Alfonso Caramazza and Don MacKay.

On the surface, there appears to be a great deal of agreement


between psychologists over the process of language production.
This is because the basic structure of language production is fairly
self-evident. All sensible theories agree that semantic, syntactic and
lexical form properties are distinct levels of representation;
semantics concerns meaning, syntax concerns structure and lexical
form concerns inflection (Caramazza, 1997). It is also widely agreed
that these processes occur sequentially, as each one builds upon
the one before it (Caramazza, 1997). Furthermore, there is
widespread agreement that language production occurs through two
distinct phases, firstly selection of the required lexical
representation or lemma, as specified semantically and
syntactically, secondly the selection of the lexical-phonological
representation or lexeme (Caramazza, 1997 & Caramazza et al.,
2004); this is because the linguistic expression of a concept requires
association of concept to sound, lemma to lexeme.
However, there is very little agreement over the deeper
processes of language production (Caramazza, 1997).

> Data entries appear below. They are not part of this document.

PR #54, opened 2022-03-04
Add nodepool cleanup

dbason:
I've updated the STS labels to match Kubernetes naming conventions as well as adding the logic to remove NodePools no longer defined in the spec.

I've made the assumption that if a cluster admin removes the nodepool from the spec they don't need to gracefully drain it first.  Let me know if you think this is fair.

### DIFF
--- a/opensearch-operator/controllers/cluster_test.go
+++ b/opensearch-operator/controllers/cluster_test.go
@@ -79,4 +79,26 @@ var _ = Describe("Cluster Reconciler", func() {
 			}
 		})
 	})
+
+	/// ------- Tests nodepool cleanup -------
+	Context("When updating an OpensearchCluster kind instance", func() {
+		It("should remove old node pools", func() {
+			// Fetch the latest version of the opensearch object
+			Expect(k8sClient.Get(context.Background(), client.ObjectKeyFromObject(&OpensearchCluster), &OpensearchCluster)).Should(Succeed())
+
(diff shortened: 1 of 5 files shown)


idanl21:
HI Dan :)
Maybe we should add gracefully drain option, if its enable the node pool will be scale down slowly and safe, if its disabled the operator will just delete the sts.

dbason:
I've added that logic in now.  I also made some minor changes to the scaler, putting in a deferred function to remove the nodeport service (I think it's safer and cleaner to use defer for this).

idanl21 (commented):
HI dan, 
I just reviewed your PR, looks great, this is an action that we were must write so thank you.
saw that you created a func that called NewOsClusterClient, are you deploying a client every time that you want to reach the cluster? why that?

dbason:
> HI dan, I just reviewed your PR, looks great, this is an action that we were must write so thank you. saw that you created a func that called NewOsClusterClient, are you deploying a client every time that you want to reach the cluster? why that?

I believe that function was created by @ido-opster, I've just copied the logic that was already in the scaler.  The only difference is that rather than creating a nodeport service I'm just reusing the internal service address.  If you'd like I can move the Opensearch Client into the reconciler struct, and we can reuse a single client.

idanl21 (approved):

idanl21:
Approved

The limited
scope of this essay prevents a full analysis of the theoretical
similarities and disagreements between the models of Levelt,
Caramazza and MacKay, therefore here focus shall be made on
three major theoretical concerns; whether meanings are
represented holistically or componentially, whether the stages of
processing are discrete or interactive and the function of priming in
language production.
Theories of language production must be able to solve two
problems, the ‘hyperonym’ and ‘hyponym’ problems (Levelt, 1992).

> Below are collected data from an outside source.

PR #55, opened 2022-03-07
Do not create a namespace for each cluster

swoehrl-mw:
Currently the operator is implemented to always create a separate namespace for each cluster. This leads to several problems:
* Many usecases (like multi-tenancy or restricted permissions) require resources to be created in specific existing namespaces
* Configmaps and secrets can only be referenced in the same namespace. This means if a user supplies e.g. a custom securityconfig the operator would have to copy the secret into the namespace of the cluster.
* In some situations the admin might not want to give the operator permission to create a namespace

This PR changes the behaviour of the operator to always create the objects for an opensearch cluster in the namespace of the custom resource. Is a user wants the old behaviour they need to create a new namespace beforehand and create the cluster CR in that namespace. The PR makes this sepcific usecase more complicated but supports more usecases/situations this way.
With this change the clusterName field is redundant as the combination name+namespace is unique and would probably lead to confusion why a user needs to supply two names (`meta.name` and `spec.general.clusterName`) so I removed it.

Detailed changes:
* Removed creation/deletion of namespace from controller
* Changed all reconcilers to use CR namespace as namespace for all objects
* Added a `DeleteResources` method to each reconciler to delete the objects created by the reconciler
* Changed tests to create namespace beforehand and not use namespace existence as proof of cluster creation
* Removed `clusterName` field and changed all reconcilers to use `meta.name`
* Changed tests for TLS reconciler to use mocks for all PKI/certificate functions to speed up the test run

### DIFF
--- a/opensearch-operator/controllers/opensearchController.go
+++ b/opensearch-operator/controllers/opensearchController.go
@@ -21,11 +21,9 @@ import (
 	"time"
 
 	"github.com/go-logr/logr"
-	corev1 "k8s.io/api/core/v1"
 	"k8s.io/apimachinery/pkg/api/errors"
 	"k8s.io/client-go/tools/record"
 	"k8s.io/client-go/util/retry"
-	"opensearch.opster.io/pkg/builders"
 	"opensearch.opster.io/pkg/helpers"
 	"opensearch.opster.io/pkg/reconcilers"
 
@@ -104,10 +102,10 @@ func (r *OpenSearchClusterReconciler) Reconcile(ctx context.Context, req ctrl.Re
 	} else {
 		if helpers.ContainsString(r.Instance.GetFinalizers(), myFinalizerName) {
 			// our finalizer is present, so lets handle any external dependency
-			if err := r.deleteExternalResources(r.Instance); err != nil {
+			if result, err := r.deleteExternalResources(ctx); err != nil {
 				// if fail to delete the external dependency here, return with error
 				// so that it can be retried
-				return ctrl.Result{}, err
+				return result, err
 			}
 
 			// remove our finalizer from the list and update it.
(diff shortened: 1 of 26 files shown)


dbason:
Rather than explicitly deleting resources it might be cleaner to add owner metadata to the resources and allow Kubernetes garbage collection to clean up.  The controller-manager package has a built in way to add these references e.g.:
```go
err = ctrl.SetControllerReference(r.opensearchCluster, resource, r.client.Scheme())
```

Ideally we should only be using finalizers and deletion methods where there are resources external to the cluster to clean up.

opensearch-operator/controllers/opensearchController.go
```diff
@@ -149,17 +147,53 @@ func (r *OpenSearchClusterReconciler) SetupWithManager(mgr ctrl.Manager) error {
 }
 
 // delete associated cluster resources //
-func (r *OpenSearchClusterReconciler) deleteExternalResources(cluster *opsterv1.OpenSearchCluster) error {
-	namespace := cluster.Spec.General.ClusterName
-	nsToDel := builders.NewNsForCR(cluster)
+func (r *OpenSearchClusterReconciler) deleteExternalResources(ctx context.Context) (ctrl.Result, error) {
```
dbason, line 150: Rather than explicitly deleting resources it might be cleaner to add owner metadata to the resources and allow Kubernetes garbage collection to clean up. The controller-manager package has a built in way to add these references e.g.:
```go
err := ctrl.SetControllerReference(r.opensearchCluster, resource, r.client.Scheme())
```
Ideally we should only be using finalizers and deletion methods where there are resources external to the cluster to clean up.

swoehrl-mw: Good idea. I changed the code to use owner references for everything. I left the `DeleteResources` methods in, even if they are empty currently just so we have the mechanism in place when we need it.
One note: With envtest the garbage collection does not happen and objects do not get deleted (see https://book.kubebuilder.io/reference/envtest.html#testing-considerations), as such I changed the relevant tests to check for existence of an owner reference instead.

dbason (approved):
LGTM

Language production rarely, if ever, results in the production of
inaccurate hyperonyms or hyponyms, for example the hyponym
‘tree’ will not be produced when the speaker means to produce the
hyperonym ‘plant’ and vice versa. Levelt (1992) argues that these
problems entail that representations of meaning cannot be
componential as they would require a ‘principle of specificity, which
says that of all lemmas whose conditions are satisfied by the
concept-to-be-expressed the most specific one (the most entailing
one) should be selected (Levelt, 1992; pp.7). Whilst this principle
may be sound in theory, it is not obvious how it can be implemented
into a network model of language production (Levelt, 1992). Thus,
Levelt postulates that representations are holistic, that there is an
individual node for every item in the lexical item in the language,
the meanings of which are represented by lexical-concept nodes
and labelled connections between the concept nodes (Levelt, 1992).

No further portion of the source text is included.